PR #341, opened 2020-02-15
remove temp items after leaving an instanced zone

KnowOne134:
**_I affirm:_**

found that temp items were only removing from zoning out of an instance in retail captures. logging out and in from or crashing in an instance retained items

### DIFF
--- a/src/map/packet_system.cpp
+++ b/src/map/packet_system.cpp
@@ -306,11 +306,6 @@ void SmallPacket0x00A(map_session_data_t* session, CCharEntity* PChar, CBasicPac
     PChar->pushPacket(new CZoneInPacket(PChar, PChar->m_event.EventID));
     PChar->pushPacket(new CZoneVisitedPacket(PChar));
 
-    if (!PChar->loc.zoning)
-    {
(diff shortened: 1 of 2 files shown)


TeoTwawki:
temp items clear out in normal zones to. the only place they retain is in abyssea to my knowledge. I am not sure they even have retail reloading behavior yet (didn't look) but I suspect they should just always clear out on leaving a zone and for the other places (abyssea, besieged) they get loaded in based on a condition of some sort - be it a variable or what have you saying.

KnowOne134:
My intention here and has been tested that any assault where you dc or logout and back into an instance where you havent changed zone you do retain every temp item you have, in abyssea it reloads a new set of temp items. And I believe anywhere else in the game they just clear out. Test in nyzul buying items and ones loaded from box. Force dc and logout and in and all temp items retained. In assault you always keep your fireflies.

TeoTwawki:
I think I misread this
```
 if (m_zoneType != ZONETYPE_DUNGEON_INSTANCED)
```
as == actually

for some derpy reason I was thinking of nyzul's temp items, and those teleports probably don't "zone" you.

________________________________________

- [Your instructions]
Looking at the data above, return every line from the one with "--- a/src/map/packet_system.cpp" down to the one with "(diff shortened: 1 of 2 files shown)", exactly and inclusively.

- [Solution]
--- a/src/map/packet_system.cpp
+++ b/src/map/packet_system.cpp
@@ -306,11 +306,6 @@ void SmallPacket0x00A(map_session_data_t* session, CCharEntity* PChar, CBasicPac
     PChar->pushPacket(new CZoneInPacket(PChar, PChar->m_event.EventID));
     PChar->pushPacket(new CZoneVisitedPacket(PChar));
 
-    if (!PChar->loc.zoning)
-    {
(diff shortened: 1 of 2 files shown)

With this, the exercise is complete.